Jake Thomsen: Yeah, I would say getting back to that theme, we’ve hit on getting to a quick no if it’s going to be thinking about their time, right. Being empathetic, they’re no to try to see the image of God in them. That sounds overly theoretical and theological, but really, just how do you see them as a person? And if you were to put yourself in their shoes, how would you want to be treated? How do you honor them? I think even just stopping and praying before interactions, before you write an email, before you sit with an entrepreneur to say no and just have the spirit work on our hearts to try to put that interaction the right light, see it through his eyes. I think those are three things that I would recommend to.

Henry Kaestner: And just tell us what you’re hearing from God through his word. Maybe this morning. It doesn’t need to be this morning, maybe this week, this month.
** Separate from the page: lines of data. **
PR #10807, opened 2020-06-17
Bypass mods from image upload restrictions

igraziatto:
Closes https://github.com/vanilla/support/issues/1975

**Steps to reproduce:**
1. On Dashboard > Posting, enable "Enable Image Upload Limit" and set the limits to something visually visible, like 20px.
2. Login on your local with a user with `Community.Manage` permission on higher (an admin)
3. On any editor try uploading an image and see it getting resized to the number you've set before.
4. Checkout this branch.
5. Open an incognito tab and login with a user without `Community.Manage` permission (a regular member).
6. Repeat step **3** with both users. The admin should not have their image resized.

**Further testing**
- Repeat step **6** with the Rich Editor (or advanced, if you had tested with Rich before).

**Dependencies:**
https://github.com/vanilla/locales/pull/313

### DIFF
--- a/applications/dashboard/controllers/api/MediaApiController.php
+++ b/applications/dashboard/controllers/api/MediaApiController.php
@@ -48,6 +48,15 @@ class MediaApiController extends AbstractApiController {
     /** @var ConfigurationInterface */
     private $config;
 
+    /** @var bool */
+    private $resizeImages;
+
+    /** @var ?int Max image upload height */
+    private $maxImageHeight;
+
+    /** @var ?int Max image upload width */
+    private $maxImageWidth;
+
     /**
      * DI.
      * @inheritdoc
@@ -57,6 +66,9 @@ class MediaApiController extends AbstractApiController {
         $this->embedService = $embedService;
         $this->imageResizer = $imageResizer;
         $this->config =  $config;
+        $this->resizeImages = $this->config->get('ImageUpload.Limits.Enabled');
+        $this->maxImageHeight = $this->config->get('ImageUpload.Limits.Height');
+        $this->maxImageWidth = $this->config->get('ImageUpload.Limits.Width');
     }
 
     /**
@@ -250,17 +262,25 @@ class MediaApiController extends AbstractApiController {
         ], 'in')->setDescription('Add a media item.');
 
         $body = $in->validate($body);
-        //Bypass ImageUpload.Limits if user has 'Garden.Community.Manage' permission or higher
-        $bypassUploadLimits = $this->getSession()->getPermissions()->hasRanked('Garden.Community.Manage');
+        $fileData = [
+            'foreignType' => 'embed',
+            'foreignID' => $this->getSession()->UserID
+        ];
 
-        $row = $this->mediaModel->saveUploadedFile(
-            $body['file'],
-            [
-                'foreignType' => 'embed',
-                'foreignID' => $this->getSession()->UserID,
-                'bypassUploadLimits' => $bypassUploadLimits
-            ]
-        );
+        if ($this->resizeImages) {
+            //Bypass ImageUpload.Limits if user has 'Garden.Community.Manage' permission or higher
+            $bypassUploadLimits = $this->getSession()->getPermissions()->hasRanked('Garden.Community.Manage');
+
+            if ($bypassUploadLimits) {
+                $fileData['maxImageHeight'] = MediaModel::NO_IMAGE_DIMENSIONS_LIMIT;
+                $fileData['maxImageWidth'] = MediaModel::NO_IMAGE_DIMENSIONS_LIMIT;
+            } else {
+                $fileData['maxImageHeight'] = $this->maxImageHeight;
+                $fileData['maxImageWidth'] = $this->maxImageWidth;
+            }
+        }
+
+        $row = $this->mediaModel->saveUploadedFile($body['file'], $fileData);
         return $row;
     }
 
--- a/applications/dashboard/controllers/api/MediaApiController.php
+++ b/applications/dashboard/controllers/api/MediaApiController.php
@@ -238,7 +238,6 @@ class MediaApiController extends AbstractApiController {
         $this->permission('Garden.Uploads.Add');
 
         //Bypass ImageUpload.Limits.Enabled if user has 'Garden.Community.Manage' permission or higher
-        //$bypassUploadLimits = $this->getSession()->checkRankedPermission('Garden.Community.Manage');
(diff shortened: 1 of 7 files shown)


charrondev:
This doesn't look like the scope that was set out in https://github.com/vanilla/support/issues/1975.

This removes all image upload limits for these users.

> ## Other options
> 
> - Have a different configured limit for administrators.
> - Have a different hard-coded limit for administrators.
> - Have individual dashboard uploads be able to pass through max dimensions to the media endpoint.
> 
> I just don't think in 2020, blindly accepting any image of any size is a reasonable behaviour of a web application.


> I'm switching this to a feature from a bug because the scope has increased.

library/Vanilla/UploadedFile.php
```diff
@@ -295,6 +297,15 @@ public function moveTo($targetPath) {
         $this->moved = true;
     }
 
+    /**
+     * Get whether or not this file should bypass "ImageUpload.Limits.Enabled" config.
+     *
+     * @return bool
+     */
+    public function getBypassUploadLimits() {
```
tburry, line 305: Type hint.

library/Vanilla/UploadedFile.php
```diff
@@ -322,6 +333,16 @@ public function getFile() {
         return $this->file;
     }
 
+    /**
+     * Set whether or not this file should bypass "ImageUpload.Limits.Enabled" config.
+     *
+     * @param mixed $bypassLimits
+     * @return bool
+     */
+    public function setBypassUploadLimits($bypassLimits) {
```
tburry, line 342: Type hints. Also, we usually return `$this` or `void`.

charrondev:
I had discussed this with @initvector  yesterday and we came to the conclusion that rather than bypassing entirely we should still cap to some hardcoded dimensions (say 3k by 3k)?

Anyone uploading larger than that is going to be doing it because they don't know the performance impact it will have on their pages.

applications/dashboard/models/class.mediamodel.php
```diff
@@ -218,6 +218,10 @@ public function saveUploadedFile(UploadedFile $file, array $extraArgs = []): arr
             'Size' => $file->getSize(),
         ]);
 
+        if (in_array('bypassUploadLimits', $extraArgs)) {
```
tburry, line 221: This should be wrong. The `in_array()` functions looks at values not keys. What I would rather see is a PHP best practice where you declare defaults on `$extraArgs` as the first line of the method like this:

```php
$extraArgs += [
    'bypassUploadLimits' => false,
];
```

This shows other developers what can be in `$extraArgs` and also allows you to use the values below without worrying whether or not they exist. Then you call is a simple call to a setter. Also good for code coverage in tests as you don't have another code path with the if statement.

library/Vanilla/UploadedFile.php
```diff
@@ -245,7 +247,7 @@ private function tryApplyImageProcessing(): void {
             "width" => $width ?? 0,
         ];
 
-        if (\Gdn::config("ImageUpload.Limits.Enabled")) {
+        if (\Gdn::config("ImageUpload.Limits.Enabled") && !$this->getBypassUploadLimits()) {
```
tburry, line 250: I would probably be happier to see this class have a basic property called '$maxImageWidth`. Set this in the constructor from the config with a value of `null` meaning there is no max width. That way you can just set this value to whatever. It allows developers to do the following:

1. Set a different width.
2. Set no enforcement.
3. It's clearer that the limit is just on image widths which also allows us to set other limits in the future.
4. It does this all with one property and not a strange combination of config and properties.

applications/dashboard/controllers/api/MediaApiController.php
```diff
@@ -237,6 +237,9 @@ public function patch_attachment(int $id, array $body): array {
     public function post(array $body) {
         $this->permission('Garden.Uploads.Add');
 
+        //Bypass ImageUpload.Limits.Enabled if user has 'Garden.Community.Manage' permission or higher
```
tburry, line 240: Move this call closer to where you are using it. Here is a quote:

> Keep Variables "Live" for as Short a Time as Possible
> A concept that's related to variable span is variable "live time," the total number of statements over which a variable is live. A variable's life begins at the first statement in which it's referenced; its life ends at the last statement in which it's referenced.

*McConnell, Steve. Code Complete (2nd Edition) (Developer Best Practices) (Kindle Locations 6160-6164). Pearson Education. Kindle Edition.*

library/Vanilla/UploadedFile.php
```diff
@@ -295,6 +312,40 @@ public function moveTo($targetPath) {
...
 
+    /**
+     * Get max image upload height
+     * If $this->maxImageHeight is set to NO_IMAGE_DIMENSIONS_LIMIT, fallback to return MAX_IMAGE_HEIGHT
+     *
+     * @return ?int
+     */
+    public function getMaxImageHeight(): ?int {
+        switch($this->maxImageHeight) {
+            case null:
```
tburry, line 323: Have you tested this? I am pretty sure that a switch is the same as `==` rather than `===`.

applications/dashboard/models/class.mediamodel.php
```diff
@@ -204,6 +207,16 @@ private function normalizeAndValidate(array $row): array {
      * @inheritdoc
      */
     public function saveUploadedFile(UploadedFile $file, array $extraArgs = []): array {
+        if (in_array('maxImageHeight', $extraArgs)) {
```
tburry, line 210: This appears to be a bug. `in_array` tests values, not keys. The PHP best practice for options arrays is this:
```php
$extraArgs += [
    'maxImageHeight' => self::NO_IMAGE_DIMENSIONS_LIMIT,
   'maxImageWidth' => self::NO_IMAGE_DIMENSIONS_LIMIT,
];
```

Then you can make your checks to change it below.

library/Vanilla/UploadedFile.php
```diff
@@ -246,11 +256,15 @@ private function tryApplyImageProcessing(): void {
         ];
 
         if (\Gdn::config("ImageUpload.Limits.Enabled")) {
```
tburry, line 258: Can this call to config be removed in a similar way to what you did elsewhere?

igraziatto: I was discussing this with @initvector , his reasoning behind not removing this statement is because we are assuming all usages of UploadedFile are coming from the MediaModel, where that might not always be the case.

tburry: What usages are there currently?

But how do you feel that God is speaking to you in your life right now?

Jake Thomsen: One idea that I’m thinking about these days is just this concept of anxiety. We’re with some entrepreneurs and they’re doing fundraisers and they’re sleepless nights and just more times. And I was reading Philippians about two weeks ago now and it really struck me. Of course, I got to Philippians four, which is like the go-to for anxiety of “Hey, be anxious about nothing but in everything through prayer and supplication lift it up to the Lord. And the peace that surpasses understanding will come to you.” And in one sense I think that’s such an encouragement and the other sense it can be kind of discouraging or even anxiety-inducing, because like us, especially now, we were going through a fundraise. Are you feeling that lack of anxiety? And if not, it’s kind of like you think you got something going wrong. But what really jumped out at me, this is the point I’m getting to is reading Philippians all in one sitting. I got Chapter two where Paul essentially has this riff, where he has his missionary friend and Aphroditus, who got really sick. The Philippians didn’t know he was sick. They thought he might die. And so part of the letter, Paul wants to let them know, hey, he is OK, I’m going to send him to you. And it kind of talks about we’re all very anxious about this. Aphroditus is anxious. I’m anxious about it. And the only way I’m going to solve it is by sending him to you so that my anxiety can be reduced somewhat. And it seems as though it would be saying we do experience anxiety because of the brokenness of the world. And sometimes Paul at least was looking at the circumstance. And even when he was trying to address the circumstance, I didn’t quite get him told to that peace that surpasses understanding. And yet he gets to Chapter four and says, this is what we strive for. And so I don’t have a clear takeaway from all that. But that’s what I’m wrestling with, kind of looking at from different angles with God. And I think I’m landing just on the side of the “Already – Not yet” right. God has already accomplished the victory and it is not yet fully here. And so how do we live into that kingdom that is still coming? It’s still on its way, and yet we know what that faithful living is like. And maybe some layer of anxiety sometimes doesn’t necessarily mean that we’re doing something wrong, which is that we’re in this kind of following world in a tough spot and I don’t know where to go from there. But that’s what I’m thinking about.

Henry Kaestner: That’s a good one. That’s a good word already. Not yet. And then that leaves you in this place of faith believing in it.

Luke Roush: Hey, man, I’ll say thanks, Jake, for being with us often to hear your thoughts. I think this is such an important topic because it occurs so frequently in the lives of investors and being able to say know the right way is just fundamental to being able to be a witness and testimony in our faith, how we interact with others. So thanks for your thoughts.